Lack of discipline is probably more due to the attitude of the school, than some big overall trend.  I have had people who have visited judo and karate kids classes in Japan who say that you don't see much disipline there either.

Lamont


----------



## Chris from CT (Mar 21, 2002)

> _Originally posted by Blindside _
> 
> * Because we are a non-profit we can ask someone not to come back if they are a serious problem, but this very seldom happens.  *



In my humble opinion, even a profit run business should do the same.  Whether or not they do depends on if they are losing more tuition of other students leaving because of the trouble student being there.  :shrug:


----------



## Goldendragon7 (Mar 21, 2002)

Well, I hate to hear that others are having problems in this area.  I personally run a very tight ship.  I do NOT tolerate any disrespect of any kind.   This is my house which I share and in doing so, it becomes "OUR" house and as the caretaker I am expected to establish rules and regulations which must be followed.  If you can not act accordingly then you are not welcome.  Yes, the money hurts sometimes if we lose a student, but in my nearly 3 decades of teaching... If disrespect is allowed..... it runs off all your GOOD students!

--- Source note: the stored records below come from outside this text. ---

PR #648, opened 2022-11-30
625: Application end screen

f1sh1918:
- [x] implement application end screen dialog
- [x] clear form data  

If there is a proper text or text template to use, just let me know

Added issue for deep linking that has to be discussed https://github.com/digitalfabrik/entitlementcard/issues/661


administration/src/application/components/ApplyController.tsx
```diff
@@ -10,14 +10,16 @@ import useLocallyStoredState from '../useLocallyStoredState'
 import DiscardAllInputsButton from './DiscardAllInputsButton'
 import { useGarbageCollectArrayBuffers, useInitializeGlobalArrayBuffersManager } from '../globalArrayBuffersManager'
 import ApplicationForm from './forms/ApplicationForm'
-import { useMemo } from 'react'
+import { useMemo, useState } from 'react'
 import { SnackbarProvider, useSnackbar } from 'notistack'
+import BasicDialog from '../../components/BasicDialog'
```
michael-markl, line 15: Please move this file somewhere under src/application. We don't want to use "share" components between the application form and the digitale druckerei

administration/src/components/BasicDialog.tsx
```diff
@@ -0,0 +1,45 @@
+import { Icon, IconSize } from '@blueprintjs/core'
```
michael-markl, line 1: Only use @mui for the application form

michael-markl (changes requested):

maxammann (approved):
Looks good!

maxammann:
(Not tested yet)

administration/src/components/BasicDialog.tsx
f1sh1918: gonna be reverted since we use end screen instead of dialog

michael-markl (approved):

administration/src/application/components/ApplyController.tsx
```diff
@@ -57,14 +66,25 @@ const ApplyController = () => {
         application: applicationInput,
       },
     })
+
+    setFormSubmitted(true)
+    setState(() => ApplicationForm.initialState)
```
michael-markl, line 71: This should only be called, if `addBlueEakApplication` is successful. we need to await the promise, check if the status code is 200 and only then do setFormSubmitted(true), ....
Also: Please set the loading prop of ApplicationForm.Component according to the loading state of the request.

michael-markl (changes requested):

administration/src/application/components/ApplyController.tsx
michael-markl: @f1sh1918 Sorry,  I think I didn't explain it well: Please await the promise returned by `addBlueEakApplication()`, and add some try/catch block. In the success case, `setFormSubmitted(true)` and `setState(()=> ApplicationForm.initialState)` should be called. In the error case, a toast should be displayed.

f1sh1918: Ah okay that makes sense. Maybe I also didn't Listen carefully. Gonna adjust it

administration/src/application/components/ApplyController.tsx
```diff
@@ -57,14 +66,25 @@ const ApplyController = () => {
         application: applicationInput,
       },
     })
+
+    setState(() => ApplicationForm.initialState)
+    setFormSubmitted(true)
   }
+  const successText = `Ihr Antrag für die Ehrenamtskarte wurde erfolgreich übermittelt.
+            Sie können das Fenster schließen.`
```
maxammann, line 74: Maybe add a note, that users can return now to the app.

maxammann (approved):

administration/src/application/components/ApplyController.tsx
michael-markl: I probably wouldnt do that, as the user might not come from the app (but from some other website).

administration/src/application/components/ApplyController.tsx
michael-markl: Yeah I think so!

michael-markl (approved):
Looks good to me !

administration/src/application/components/ApplyController.tsx
```diff
@@ -9,18 +9,42 @@ import useVersionedLocallyStoredState from '../useVersionedLocallyStoredState'
...
+    onError: error => {
+      console.error(error)
+      appToaster?.show({ intent: 'danger', message: 'Beim Absenden des Antrags is ein Fehler aufgetreten.' })
+    },
+    onCompleted: result => {
+      if (result) {
+        setState(() => ApplicationForm.initialState)
+        setFormSubmitted(true)
+      } else {
+        appToaster?.show({ intent: 'danger', message: 'Beim Absenden des Antrags is ein Fehler aufgetreten.' })
```
michael-markl, line 44: Sorry I have another nit:
Could you please use the `enqueueSnackbar` that we get from `notistack`'s `useSnackbar` (which is already called in line 58) instead of `appToaster?.show`.
The reason is that `useAppToaster` uses the blueprint framework, whereas here for the application we use the @mui's alternative (and shouldn't use any blueprint stuff)

f1sh1918: adjusted

PR #649, opened 2022-12-01
608: link to application

sarahsporck:
I decided to link to the browser page. 

➕ the user can use stored form data from the browser which might ease filling the form on a mobile device.
➕ we don't need to implement a view for no internet connection

➖ the url is visibly exposed (though i am not sure if that is a problem), but might increase the chance of spam sent through the application interfaces.
➖ the view is not integrated into the app ➡️ navigating back and force is more than one tap (but also not really necessary)


maxammann:
> ➖ the url is visibly exposed (though i am not sure if that is a problem), but might increase the chance of spam sent through the application interfaces.

I dont see a problem, because cities will link to the form from their website.

➖ the view is not integrated into the app ➡️ navigating back and force is more than one tap (but also not really necessary)

Acceptable imo :)

frontend/lib/intro_slides/intro_screen.dart
```diff
@@ -32,6 +32,19 @@ class IntroScreenState extends State<IntroScreen> {
         styleDescription: theme.textTheme.bodyText1?.apply(fontSizeFactor: 1.2),
       ),
     );
+    slides.add(
+      Slide(
+        title: "Wie kann ich eine Ehrenamtskarte beantragen?",
+        description: "In dem Formular geben Sie Informationen über Sie und Ihre "
```
maxammann, line 38: We can fine-tune those texts at the very end, just before publication of the updated app.

maxammann (approved):

PR #669, opened 2022-12-13
615: add creator to card information

sarahsporck:


backend/src/main/kotlin/app/ehrenamtskarte/backend/verification/database/Schema.kt
```diff
@@ -19,6 +20,7 @@ object Cards : IntIdTable() {
     val issueDate = timestamp("issueDate").defaultExpression(CurrentTimestamp())
     val revoked = bool("revoked")
     val regionId = reference("regionId", Regions)
+    val creatorId = reference("creatorId", Administrators)
```
maxammann, line 23: Alternative:
```suggestion
    val issuerId = reference("issuerId", Administrators)
```

We could also change regionId to `issuingRegionId`.

maxammann (approved):
Looks good! The naming suggestion is optional.

michael-markl (approved):

backend/src/main/kotlin/app/ehrenamtskarte/backend/verification/database/Schema.kt
sarahsporck: i agree to changing creator to issuer as this resembles jwt standards, but for the region i'd keep the current naming, as it is already pretty clear what is meant.

PR #679, opened 2022-12-19
655: replace qr_code_scanner with mobile_scanner

sarahsporck:


sarahsporck:
@maxammann as you wished :)

frontend/lib/qr_code_scanner/qr_overlay_shape.dart
```diff
@@ -0,0 +1,178 @@
+import 'dart:math';
+
+import 'package:flutter/material.dart';
+
+// temporary solution
+// checkout https://github.com/juliansteenbakker/mobile_scanner/issues/250#issuecomment-1209723708
```
maxammann, line 6: This issue mentions that a solution is being worked on which is already on their main: https://github.com/juliansteenbakker/mobile_scanner/blob/master/example/lib/barcode_scanner_window.dart

maxammann: We could temporarlily depend on their Github version instead of the published release if that simplifies this file.

maxammann (commented):
Testing now on iOS and Android

maxammann:
And I suspect this does not compile on iOS right now, because it is stuck in the check job

maxammann:
Tested on iOS (release and debug)

maxammann:
I also fixed linting

frontend/lib/qr_code_scanner/qr_overlay_shape.dart
michael-markl: If I understand correctly, this is just a visual overlay to allow scanning qr codes inside of the overlay? We could just ignore that for now, until the feature has officially landed in mobile_scanner. (So we could just remove this overlay shape and the `_calculateScanArea` function in `qr_code_scanner_controls.dart`)

However, if it works without problems like this, we can also leave it like this I think :) (And maybe refactor once the feature has landed)

michael-markl (approved):
(Only code review)

sarahsporck:
> If I understand correctly, this is just a visual overlay to allow scanning qr codes inside of the overlay? We could just ignore that for now, until the feature has officially landed in mobile_scanner. (So we could just remove this overlay shape and the _calculateScanArea function in qr_code_scanner_controls.dart)
> 
> However, if it works without problems like this, we can also leave it like this I think :) (And maybe refactor once the feature has landed)

for me it works without problems. And it seems it will take a little bit until integration, therefore I'd keep the solution as it is.

Tested on Android again. Works fine.
@maxammann do you want to test it for ios once more please?

maxammann:
> Tested on Android again. Works fine.
> @maxammann do you want to test it for ios once more please?

No need for that if it works on Android without that crash merge :)

PR #683, opened 2023-01-04
Reduce code verbosity of forms

michael-markl:
This PR reduces code verbosity for forms by introducing utility functions for compound forms.

(
This was a bit of a fun side project to get to know typescript better^^. My typescript wishlist:
https://github.com/microsoft/TypeScript/issues/12936
and 
https://github.com/microsoft/TypeScript/issues/14466
)


maxammann (approved):
Looks good, I did a quick review of the code and a smoke test.

Maybe some minor thing we can do in this PR: I would propose to make the "Ich beantrage neben der physischen auch die digitale Ehrenamtskarte." opt-out so it is by default selected.

I think most people would like one but maybe dont set it because they dont know what it is.

PR #695, opened 2023-01-10
Prepare Administration for Nürnberg

michael-markl:
This PR:
* Adds a single region for the nürnberg pass project (region "Stadt Nürnberg")
* Hides application based features based on a project-config setting.
* Slightly adjust the navigation header: Remove the explicit "Home" button, make it more compact


administration/src/Router.tsx
```diff
@@ -47,8 +45,13 @@ const Router = () => {
                   <Navigation onSignOut={signOut} />
                   <Main>
                     <Routes>
-                      <Route path={'/applications'} element={<ApplicationsController token={authData.token} />} />
-                      <Route path={'/region'} element={<RegionsController />} />
+                      {projectConfig.applicationFeatureEnabled ? (
```
maxammann, line 48: Should we also add a check for /apply-for-eak?

maxammann (approved):
Looks good!

PR #700, opened 2023-01-10
Do not store user info in administration

### LINKED ISSUE #619: Add a logout button to the RegionProvider/Add an error component to reset complete state

There is an error which can happen when you are logged into a user of another project. The following case is hit.

https://github.com/digitalfabrik/entitlementcard/blob/816c30a7ad426c80db3fcf81f31118bc863f63ee/administration/src/RegionProvider.tsx#L19-L24

We should add a button to reset the apps state as else its not possible to recover.

Alternatively we could reduce the state which is included in the localstorage next to the token. Right now the region id is stored there. Also the internal user id. Both can change over time (e.g. when changing the database).

**Additional context**

michael-markl:
As discussed, we do not want to store anything else than the adminId in the token.
Moreover, we do not want to store the user info (like email, role, etc.) in the local storage.
Hence, I untied the "getting user info" and "login" actions: 
I removed the user info from the result of the SignIn mutation and added a new `whoAmI` query.   

(Also closes #619.)


backend/src/main/kotlin/app/ehrenamtskarte/backend/auth/database/repos/AdministratorsRepository.kt
```diff
@@ -34,7 +34,7 @@ object AdministratorsRepository {
         return resultRow?.let {
             val user = AdministratorEntity.wrapRow(it)
             val passwordHash = user.passwordHash
-            if (passwordHash !== null && PasswordCrypto.verifyPassword(password, passwordHash)) {
+            if (passwordHash != null && PasswordCrypto.verifyPassword(password, passwordHash)) {
```
maxammann, line 37: Why those changes?

maxammann (approved):
Awesome! thanks for changing this that quickly!

backend/src/main/kotlin/app/ehrenamtskarte/backend/auth/database/repos/AdministratorsRepository.kt
michael-markl: In Kotlin, structural equality (what we usually want) is the `==` operator (whereas `===` is the ref equality). (https://kotlinlang.org/docs/equality.html)
That's quite annoying because for JS we usually want to use the `===` operator. (I guess JS is to blame here)

PR #704, opened 2023-01-11
Setup SMTP

### LINKED ISSUE #583: Setup SMTP in backend
To send password reset emails, we need to have some SMTP client setup in the backend.

We need separate SMTP configs for each project (to have project-specific email addresses).
We ordered an SMTP server from hetzner for Nürnberg and Bayern. Logins are in our PW manager.

- [ ] Add a config entry for one SMTP server per project.
- [ ] Setup keine-antwort@sozialpass.app in backend
- [ ] Setup keine-antwort@ehrenamtskarte.app in backend
- [ ] Send @maxammann the config you used for testing the email

SimpleJavaMail is a promising first try: https://www.simplejavamail.org/configuration.html#section-transport-strategy-tls

If authentication does not work on the second try using SMTP + TLS then contact @maxammann (we will create a SMTP relay server in that case).

michael-markl:
Closes #583

### DIFF
--- a/backend/src/main/kotlin/app/ehrenamtskarte/backend/EntryPoint.kt
+++ b/backend/src/main/kotlin/app/ehrenamtskarte/backend/EntryPoint.kt
@@ -32,8 +32,11 @@ class Entry : CliktCommand() {
     private val postgresPassword by option()
     private val geocoding by option().choice("true", "false").convert { it.toBoolean() }
     private val geocodingHost by option()
+    private val smtpUsernameEakBayern by option()
     private val smtpPasswordEakBayern by option()
+    private val smtpUsernameNuernbergPass by option()
     private val smtpPasswordNuernbergPass by option()
+    private val smtpUsernameShowcase by option()
     private val smtpPasswordShowcase by option()
 
     override fun run() {
@@ -43,6 +46,12 @@ class Entry : CliktCommand() {
             projects = backendConfiguration.projects.map { project ->
                 project.copy(
                     smtp = project.smtp.copy(
+                        username = when (project.id) {
+                            EAK_BAYERN_PROJECT -> smtpUsernameEakBayern
+                            NUERNBERG_PASS_PROJECT -> smtpUsernameNuernbergPass
+                            SHOWCASE_PROJECT -> smtpUsernameShowcase
+                            else -> null
+                        } ?: project.smtp.username,
                         password = when (project.id) {
                             EAK_BAYERN_PROJECT -> smtpPasswordEakBayern
                             NUERNBERG_PASS_PROJECT -> smtpPasswordNuernbergPass
--- a/backend/src/main/kotlin/app/ehrenamtskarte/backend/EntryPoint.kt
+++ b/backend/src/main/kotlin/app/ehrenamtskarte/backend/EntryPoint.kt
@@ -1,10 +1,7 @@
 package app.ehrenamtskarte.backend
 
 import app.ehrenamtskarte.backend.common.database.Database
-import app.ehrenamtskarte.backend.common.webservice.EAK_BAYERN_PROJECT
 import app.ehrenamtskarte.backend.common.webservice.GraphQLHandler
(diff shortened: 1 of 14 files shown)


backend/src/main/kotlin/app/ehrenamtskarte/backend/EntryPoint.kt
```diff
@@ -29,11 +32,35 @@ class Entry : CliktCommand() {
...
+                        } ?: project.smtp.username,
+                        password = when (project.id) {
+                            EAK_BAYERN_PROJECT -> smtpPasswordEakBayern
+                            NUERNBERG_PASS_PROJECT -> smtpPasswordNuernbergPass
+                            SHOWCASE_PROJECT -> smtpPasswordShowcase
+                            else -> null
+                        } ?: project.smtp.password
+                    )
+                )
+            },
```
maxammann, line 63: While the CLI config is definitely nice, we won't need it in production use.
I'm not sure if we really need this feature.

backend/src/main/kotlin/app/ehrenamtskarte/backend/config/BackendConfiguration.kt
```diff
@@ -49,21 +51,26 @@ data class BackendConfiguration(
             .registerModule(
                 KotlinModule.Builder().build()
             ).registerModule(JavaTimeModule())
+        private val logger = LoggerFactory.getLogger(BackendConfiguration::class.java)
 
         fun load(configFile: File?): BackendConfiguration {
-            val fallbackResource = ClassLoader.getSystemResource("config/config.yml")
-                ?: throw Error("Fallback backend configuration resource 'config/config.yml' missing!'")
+            val fallbacks = listOfNotNull(
+                ClassLoader.getSystemResource("config/config.local.yml"),
```
maxammann, line 58: 👍🏼

backend/src/main/kotlin/app/ehrenamtskarte/backend/mail/SendMail.kt
```diff
@@ -1,5 +1,19 @@
 package app.ehrenamtskarte.backend.mail
 
-fun sendMail(to: String, subject: String, message: String) {
-    println("SENDING PSEUDO MAIL TO $to\nSUBJECT: $subject\n$message")
+import app.ehrenamtskarte.backend.config.SmtpConfig
+import org.simplejavamail.email.EmailBuilder
+import org.simplejavamail.mailer.MailerBuilder
+
+fun sendMail(smtpConfig: SmtpConfig, fromName: String, to: String, subject: String, message: String) {
+    MailerBuilder.withSMTPServer(smtpConfig.host, smtpConfig.port, smtpConfig.username, smtpConfig.password)
```
maxammann, line 8: ~~I think we need here: `withTransportStrategy "SMTP_TLS"`~~

~~Else it uses port 25 which is unencrypted~~

maxammann: Oke probably not if we specify port 587

maxammann (approved):

backend/src/main/kotlin/app/ehrenamtskarte/backend/EntryPoint.kt
michael-markl: I can remove it again, if we don't need it.

backend/src/main/kotlin/app/ehrenamtskarte/backend/mail/SendMail.kt
michael-markl: It worked, so I guess, the config is correct :D

michael-markl (commented):
> Did you already test sending emails through the 2 referenced accounts? 

I tested sending emails through sozialpass only (which worked). I couldn't find the ehrenamtskarte credentials in passbolt.

> Can you send me the config view PM (without pws)?

Not sure what you mean by that. You can just copy the config.yml to config.local.yml and replace the password & username of each smtp config

Issue #504, opened 2022-03-01
Frontend Whitelabeling


maxammann:
As a user I want to be able to use apps which are specific to a project, e.g. Bayern, Nürnberg,.. There should be one app per project.

## Dimensions

There are multiple dimensions for creating builds:
* Dimension 1: Release, Debug, Profile build
* Dimension 2: Production, Staging, Local Server
* Dimension 3: Nürnberg, Bavaria, BaWü etc.
* Dimension 4: FLOSS or GAPPS

Any combination of the 4 dimension makes sense:
* Release, Production, Nürnberg, FLOSS
* Debug, Staging, Nürnberg, GAPPS

Dimension 1, 2 and 4 are solved through command line flags. Dimension 3 is solved through a Build Config.

## Acceptance Criteria:
 - [ ] There are multiple build configs for Nürnberg and Bayern
 - Each app has a different:
   - [ ] Name
   - [ ] Logo
   - [ ] Color Theme
   - [ ] Impressum, Datenschutzerklärung
   - [x] Project ID 

## Technical Tasks:
 - [x] #517
 - [x] #513
 - [x] #514
 - [x] #515
 - [x] #512
 - [x] #521 
 - [x] #522 
 - [x] #523
 - [x] #524
 - [x] #542
 - [x] #564

maxammann:
All tasks are done, closing

PR #716, opened 2023-01-13
501: Some more frontend whitelabeling

michael-markl:
This PR includes:
* Change icon in about tab (and tidy up some other icon stuff)
* Extract disclaimerText and  publisherText into the build config (Nürnberg's versions are still just a draft, we're waiting for Nürnberg here)
* Adjust the initial map position in the case of missing user location depending on the build config (ie. an overview of bavaria vs nürnberg)

Related to #504


frontend/assets/icon/README.md
```diff
@@ -0,0 +1 @@
+The icons in this folder are currently not used.
```
maxammann, line 1: If they are not used, should we maybe move them out of the assets directory?

maxammann (approved):

PR #1196, opened 2016-02-22
Allow to specify again conventions.vendor as an anymatch set

Florian-R:
Per the docs, `conventions.vendor` can be set as an `anymatch` matcher but a small regression (comes from 0c1dec1dddff18664de40a52302d2d4814be6be9 it seems) made it Regex only.

This fix that by using anymatch again.

cc'ing @goshakkk just in case as he's the author of the aforementioned commit


goshakkk:
@paulmillr this looks good :+1:

PR #1199, opened 2016-02-24
Align function as a wrapper with other types

Florian-R:
Currently, when specifying `modules.wrapper` as a function, the `conventions.vendor` and `modules.nameCleaner` aren't respected.

This PR allow to :
- Not having to check if a file is a vendor one
- Not having to cleanup the module name manually


goshakkk:
@paulmillr this also looks good to merge

PR #1212, opened 2016-02-29
Update FAQ to prefer NPM integration

goshakkk:


docs/faq.md
```diff
@@ -11,7 +11,10 @@
```
goshakkk: Should the `scaffolt` reference still stay here or be removed?

paulmillr: Let's remove it.

PR #1217, opened 2016-03-02
Make relative requires from browser'd files work

goshakkk:
Based on report here http://stackoverflow.com/questions/35711331/brunch-issue-trying-to-bundle-socket-io-client

---

@paulmillr do you think we can move the extensions PRs forward?

### DIFF
--- a/lib/deppack/modules.js
+++ b/lib/deppack/modules.js
@@ -152,10 +152,6 @@ const isMain = filePath => getMainCached(filePath) === sysPath.resolve(expandedF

A very important part of any Martial Art is respect, Kenpo is no different, so if it doesn't exist our studio then we are in trouble.  

This is a problem I lay on the head instructor's shoulders.  The leadership of the school plays an integral part of the atmosphere.

In my humble opinion it is a must in any studio.
:asian:


----------



## tunetigress (Mar 21, 2002)

I M O it is the quality and consistency of leadership that will eventually determine the success or failure of any program, Martial Art or any other.


----------



## Bob Hubbard (Mar 21, 2002)

Just wanted to make an observation, this topics had 200+ views, 20 replies, and 17 votes... all of the votes state yes.

Thats sad.  Question is, what should be done about it?  A lot of good ideas up there, but can we change the arts as a whole, or just our small niches?

I train in a relaxed school because its run in a friendly manner, however thats the adult classes.  The kids classes are run on a stricter 'good behavior' basis, and the parents seem to like it.

:asian:


----------



## stal0225 (Mar 21, 2002)

> _Originally posted by Kaith Rustaz _
> 
> * Question is, what should be done about it?  A lot of good ideas up there, but can we change the arts as a whole, or just our small niches?
> 
> :asian: *



I think that's were it starts is with one small step.
Change is always something that is going to happen whether we like it or not. The only thing is it didn't happen over night and it's not going to change back over night either.

One student, One school, One System at a time i guess.

Later


----------



## Goldendragon7 (Mar 21, 2002)

I have control over my guys and organization.  I don't have that problem.  I can only touch those that are near me.  If you get close you'll feel the warmth.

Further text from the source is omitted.